A neuro-psychologist once told me I had the tendency to "calamatize". I wasn't quite sure what to do with that insight as I found our condition to be a considerable calamity. But upon further reflection, I used the insight to understand myself better. I tend to want to know the worst thing thing first, so I know how bad it will get and what I will ultimately have to face. Then I can back in to the present, and make the most of it all.
Currently the most difficulty we are facing isn't the gradual loss of abilities, or the encroaching waste management issues. The most difficult for me personally are the extreme changes that occur from day to day, and in fact, moment to moment. It is a roller coaster ride of emotions that a control freaky girl like me finds terrifying and unsettling. I keep getting lulled into a false sense of normalcy. We can eat out together and enjoy the experience. True, I now have to keep giving him the utensils, as he eats soup with a fork and cuts his bread with a knife and fork. The seductive sense of normalcy however is brutal, as we are quickly whipped back into the rabbit hole of every day life as we now experience it.

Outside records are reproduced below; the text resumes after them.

PR #6157, opened 2022-08-10
Reorganize files stored on disk to simplify stateless containers

### LINKED ISSUE #5523: Don't store files on disk (not as git repos). Either move them into the database or make them git repos:
- autotest settings files
- autotest files
- starter files
- etc.

mishaschwartz:
## Motivation and Context

MarkUs stores files on disk (repos, starter files, exam templates, autotest settings, lti keys). When MarkUs is running in a containerized environment, these files need to be stored in volumes (or similar) mounted on the container. This allows the container running MarkUs to be stateless which in turn allows us to run multiple containers that share the same application state. For example: if we add the following snippet to the docker-compose.yml file:

```yml
rails2:
  <<: *rails
  ports:
      - '3001:3000'
```

Then we can create another container running a rails server that uses exactly the same data as the other `rails` container. The only difference being one is accessible from port 3001 instead of port 3000.

We can technically do this now without the changes made in this PR. However, our configuration files are set up in such a way that does not encourage files to be written to disk in a central location which in turn simplifies the ability to mount these files as a volume. A sysadmin installing MarkUs would need to set multiple settings (with inconsistent naming conventions: "path" vs "storage" vs "dir") in order to ensure that files are all written to disk in the same place. 

This PR updates the configuration files in order to create a "file_storage" configuration option. This option takes a single default path where all files are written to. We also allow for this default path to be optionally overridden to still allow for flexible configuration.

This PR also simplifies file storage paths by using primary ids as file paths (guaranteed to be unique) instead of potentially non-unique identifiers like name attributes.

Resolves #5523

## Your Changes

**Description**:

We previously discussed storing scanned exam files in the tmp folder but then they can't be shared between containers and so each container would need it's own copy of those files. Instead I think we should discuss using something like activestorage instead. 

## Checklist


spec/models/assignment_spec.rb
```diff
@@ -2209,7 +2209,7 @@ def grouping_count(groupings)
   describe '#starter_file_path' do
     let(:assignment) { create :assignment }
     it 'should return a path that includes the repository folder' do
```
david-yz-liu, line 2211: This description should be updated

david-yz-liu (approved):
@mishaschwartz great work. I just merged from master (and fixed the changelog entry location). I'll merge the PR in after the tests pass (or you can if you get to it first).

PR #6158, opened 2022-08-10
Changing calendar widget

Dhairya-Khara:
The old jquery plugin for date and time picking is replaced with flatpickr.
## Motivation and Context

A step in transitioning away from JQuery.

## Your Changes

**Description**:

`package.json`, `yarn.lock`: Installed flatpickr
`en.yml`: Updated the date time format to match flatpickr's requirements.
`_form.html.erb`, `_peer_review_form.html.erb`: Imported Flatpickr's CSS
`_boot.html.erb`: Replaced the old Jquery plugin's config with flatpickr
`applicaiton_webpack`: Made flatpickr's exports global
Updated `manifes.js` to use flatpickr's CSS
`date_picker.jsx`: Using flatpickr for `Datepicker` Component
`flatpickr_config`: Set config for `flatpickr`. Used globally.
`assignments_controller.rb`, `automated_tests_controller.rb`, `content_security_policy.rb` - Removed code present because jquery-ui-timepicker-addon was being used

## Testing

No additional tests were written. The current RSpec and Jest test suites were ran just in case.

## Checklist


david-yz-liu (commented):
@Dhairya-Khara nice work! I just had time for a quick high level pass, please work on these things and I'll do a more detailed review later.

1. The existing jQuery UI timepicker is also used for grade entry form dates. You should do a search in other views to replace *all* uses of the old timepicker.
2. Related, you should set a global flatpickr config in a separate javascript file, so that this configuration applies by default to all uses of the library (similar to what we do for some other libraries like `chart.js`).
3. You can then delete the timepicker addon file from the `vendor` folder, since it won't be used anywhere else.
4. In the locale file, you shouldn't modify the existing `date` keys; the `time` keys contain standard format strings that include both date and time.

david-yz-liu (approved):

david-yz-liu:
@dan1982code sorry for the delay in replying, but yes this new flatpickr widget does indeed support direct text input for datetimes!

PR #6173, opened 2022-08-16
Changed how hidden roles are treated

### LINKED ISSUE #5826: Enable hiding graders and instructors
Currently we support hiding student roles, this does not delete them from the database but hides them from the UI and sets various policies so that the student can't interact with the course. 

We should also support the ability to hide graders and instructors users:

- no database changes needed because the `hidden` column already exists on the roles table
- change grader and instructor views to enable setting the hidden value through the UI
- update policies so that hidden roles cannot interact with the given course

anoverga17:
## Motivation and Context

Currently, there are hardly any differences between a hidden student and a normal student. In addition, graders and instructors currently cannot be hidden at all. This pull request aims to significantly update how hidden users are treated and what users can be hidden. This pull request resolves #5826.

## Your Changes

**Description**:
- Added hidden toggle for grader and instructor edit page
- Added hidden graders checkbox for assignment graders tab and also marked which graders are inactive
- Modified policy and session handler to not assign a role for hidden users who visit their course page
- Modified repo permissions to deny access to hidden users
- Modified repo permissions to deny access to students when course is hidden
- Modified policy to restrict hiding graders to instructors and hiding instructors to admin
- Changed default course visibility status to visible for rspec tests
- Updated repo permissions after updating visibility of roles and courses
- Updated rspec tests

These changes make the following UI changes:

Grader list now has active filter:
Grader List Change

Grader edit has hidden active/inactive toggle:
Grader Edit Change

Instructor list now has active filter:
Instructor List Change

Instructor edit has hidden active/inactive toggle:
Instructor Edit Change

New display hidden graders checkbox and inactive grader flag (for both group and criteria sub tabs)
Grader Checkbox Change

## Testing

Manual testing via the UI was done to ensure all features worked properly. In addition rspec tests were added to ensure the modified controller and model methods were working as intended.

## Checklist

https://github.com/MarkUsProject/Wiki/pull/150


anoverga17:
Failing tests are unrelated to PR

app/models/end_user.rb
```diff
@@ -5,7 +5,7 @@ class EndUser < User
   ).map(&:to_sym).freeze
 
   def visible_courses
-    self.courses.where.not('roles.type': 'Student')
-        .or(self.courses.where('courses.is_hidden': false, 'roles.hidden': false))
+    self.courses.where('roles.hidden': false)
```
mishaschwartz, line 8: This is good but we need to go further. If the course is hidden, a student should not be able to access it at all even through the url directly.

Probably the best way to do this is to add another pre_check function in application_policy.rb that does:

```
    deny! if role.student? and role.course.is_hidden
``` 

And then skip that pre check everywhere we're currently skipping the `role_exists?` pre check. 

I guess you could also just add that line to the `role_exists?` precheck function and that would work but then maybe I'd change the name of the function from `role_exists?` to something that better describes the updated function

app/lib/repository.rb
```diff
@@ -273,15 +274,15 @@ def self.get_all_permissions
         assignment.valid_groupings.each do |valid_grouping|
```
mishaschwartz, line 274: We should not allow students who are in a hidden course to access repositories. Probably the best way to do this is to add an additional where statement in the `get_repo_auth_records` function to not consider assignments that belong to a hidden course.

db/migrate/20220815210513_add_hidden_check_to_repo_permissions_function.rb
```diff
@@ -0,0 +1,131 @@
...
+        RETURN EXISTS(
+                SELECT roles.id
+                FROM memberships
+                    JOIN roles ON roles.id=memberships.role_id
+                    JOIN groupings ON memberships.grouping_id=groupings.id
+                    JOIN groups ON groupings.group_id=groups.id
+                    JOIN assignment_properties ON assignment_properties.assessment_id=groupings.assessment_id
+                    JOIN assessments ON groupings.assessment_id=assessments.id
+                    LEFT OUTER JOIN assessment_section_properties ON assessment_section_properties.assessment_id=assessments.id
+                WHERE memberships.type='StudentMembership'
```
mishaschwartz, line 49: We should not allow students who are in a hidden course to access repositories. The best way to do this here is to join assessments table to the courses table and then add another where condition that checks if the course is hidden

mishaschwartz (changes requested):
Other things to do:

- In the students controller: check the policy before updating the student's hidden attribute
- In the instructors and tas controller: allow the hidden attribute to be set when _creating_ a new role (not just when updating)
- when the hidden value on a course gets changed, we need to update the access file as well (students should not be able to access repos in a hidden course). Do this by calling `Repository.get_class.update_permissions` in an after_update callback in the courses controller.
- add tests for:
    - checking that the repository access file is updated at the right times
    -  changes in the repository.rb file (see repository_spec.rb)

app/controllers/instructors_controller.rb
```diff
@@ -10,11 +10,17 @@ def index
...
       format.html
       format.json do
-        data = current_course.instructors
-                             .joins(:user)
-                             .where(type: Instructor.name)
-                             .pluck_to_hash(:id, :user_name, :first_name, :last_name, :email)
-        render json: data
+        instructors = current_course.instructors
+                                    .joins(:user)
+                                    .where(type: Instructor.name)
```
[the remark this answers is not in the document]
anoverga17: This is primarily so that admin roles (which are technically considered 'instructors') do not show up in the instructors table

app/policies/api/main_api_policy.rb
```diff
@@ -4,6 +4,7 @@ class MainApiPolicy < ApplicationPolicy
     default_rule :manage?
 
     skip_pre_check :role_exists?
+    skip_pre_check :view_hidden_course?
```
anoverga17, line 7: I know you mentioned skipping the new policy wherever we skip the `role_exists?` but in this case, this might lead to students being able to access a hidden course through the api. I would like your opinion if that is alright or if the precheck should not be skipped in this instance or if it should be skipped elsewhere.

mishaschwartz: added a safe navigation operator to the `:view_hidden_course?` pre-check so that it will only deny access if the role exists and is a student and the course is hidden

mishaschwartz (approved):

david-yz-liu (approved):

Another tough one is the ever constant questioning, of all things, all the time, all day long, every day. The same questions and new ones, over and over and over and over. I search for kindness and try to avoid the obvious answer of, "I don't have any more energy or time to answer and you won't remember it anyway." I struggle constantly with the personal assault of feeling not being trusted. I know better, but when almost anyone else's opinion is required to validate whatever I have told him, it is tough not to feel not trusted. He will ask a random truck driver a question about the garbage pickup (doesn't have to be a garbage truck or a garbage man) to check out the veracity of what I have told him.
I thoroughly understand the refrain, "you have to take care of yourself", but I remain ignorant of how to actually do that. I am doing the best I can to get to yoga,for example, but struggle all the time with the resentment that this new responsibility is really entirely mine. I try to read and to learn and have begun to notice that most discussions of "taking care of yourself" end up in "taking better care of him." In other words, if you monitor food, water, waste, exercise, maintain careful and accurate records, etc etc of the patient, you somehow have lessened your "load". Sure sounds like you've made a giant new do-it list to me.